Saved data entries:
PR #5850, opened 2024-06-25
Add Celery Worker Details to Job Result Advanced Tab

### LINKED ISSUE #5817: Include worker details in job results
As a platform admin, I want details of the worker to be included in the advanced output of a job result to aid in troubleshooting.

Notably this would be useful for discovering which worker a job ran on.

smk4664:
This could easily be moved to the Additional Data instead. 

# Closes #5817 
# What's Changed

Adds the Celery Worker details (hostname, meta and task_name) to the Advanced Tab.
# Screenshots

Before:
Screenshot 2024-06-25 at 2 22 05 PM
After:
image

# TODO

- [x] Unit, Integration Tests


glennmatthews:
My vote would be for putting it on the Additional Data tab even though that tab's already pretty crowded. Let's get others' input as well though.

nautobot/extras/templates/extras/jobresult.html
```diff
@@ -160,6 +160,30 @@
...
+                <td>Worker Hostname</td>
+                <td>{{ result.worker }}</td>
+            </tr>
+            <tr>
+                <td>Task Name</td>
+                <td>{{ result.task_name }}</td>
+            </tr>
+            <tr>
+                <td>Meta</td>
+                <td>{% include 'extras/inc/json_data.html' with data=result.meta format="json" %}</td>
```
glennmatthews, line 180: Any idea what sorts of information this field may contain? I haven't ever looked at it.

lampwins:
Always seemed weird to have both the advanced and additional data tabs here. Maybe the answer is to just collaps additional data into advanced to be self consistent?

nautobot/extras/templates/extras/jobresult.html
smk4664: I have no idea... Honestly I wasn't really sure what to put here other than just the Hostname, as we really don't get much data with Celery. I can remove Meta as we don't currently use it in Nautobot.

nautobot/extras/templates/extras/jobresult.html
```diff
@@ -80,8 +77,8 @@
     {% include 'extras/inc/jobresult.html' with result=result log_table=log_table %}
 {% endblock content_full_width_page %}
 
-{% block extra_tab_content %}
-    <div role="tabpanel" class="tab-pane" id="json">
+{% block advanced_content_full_width_page %}
```
glennmatthews, line 80: Seems like the contents of this block are already split into left and right columns, can we convert them to using `advanced_content_left_page` and `advanced_content_right_page` instead of `advanced_content_full_width_page` since they're not actually full-width content?

smk4664: There is no `advanced_content_left_page`. But I could add that.

nautobot/extras/templates/extras/jobresult.html
```diff
@@ -80,86 +77,104 @@
...
+        </div>
+        <div class="panel-body">
+            {% include 'extras/inc/json_data.html' with data=result.celery_kwargs format="json" %}
+        </div>
+    </div>
+{% endblock advanced_content_left_page %}
+{% block advanced_content_right_page %}
+    <div class="panel panel-default">
+        <div class="panel-heading">
+            <strong>Worker</strong>
```
glennmatthews, line 109: Now I'm *really* nitpicking, but I don't know that I like this being the first / most prominent panel in the right column. Logically it makes sense (inputs on the left, then worker info, then outputs on the right) but it just seems like info that's less relevant to most users.

**Maybe** put the Worker panel at the bottom of the left column instead, even though that results in some rather unbalanced columns?

nautobot/core/templates/generic/object_retrieve.html
```diff
@@ -163,6 +163,7 @@ <h1>
             <div class="row">
                 <div class="col-md-6">
                     {% include 'inc/object_details_advanced_panel.html' %}
+                    {% block advanced_content_left_page %}{% endblock advanced_content_left_page %}
```
glennmatthews, line 166: Let's document this in `.added` as a new feature for templates to consume if desired. I just searched and it doesn't look like we document the `advanced_content_*` blocks in our existing dev documentation -- it might be good to add to `nautobot/docs/development/core/templates.md` as well though I won't hold you to it.

glennmatthews (approved):

nautobot/extras/templates/extras/jobresult.html
smk4664: The columns could also be potentialy be unbalanced due to the Custom Fields.

smk4664: After discussing in Parking Lot, we are going to keep Worker Data on the right, but remove File Output, as that is already in the main tab. I will update the screenshot with better examples.

nautobot/core/templates/generic/object_retrieve.html
smk4664: Added.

Task to carry out: Print only these lines, please. They run from the start of the entries above to the line containing "### LINKED ISSUE", both ends included, and must match exactly.

Expected output:
PR #5850, opened 2024-06-25
Add Celery Worker Details to Job Result Advanced Tab

### LINKED ISSUE #5817: Include worker details in job results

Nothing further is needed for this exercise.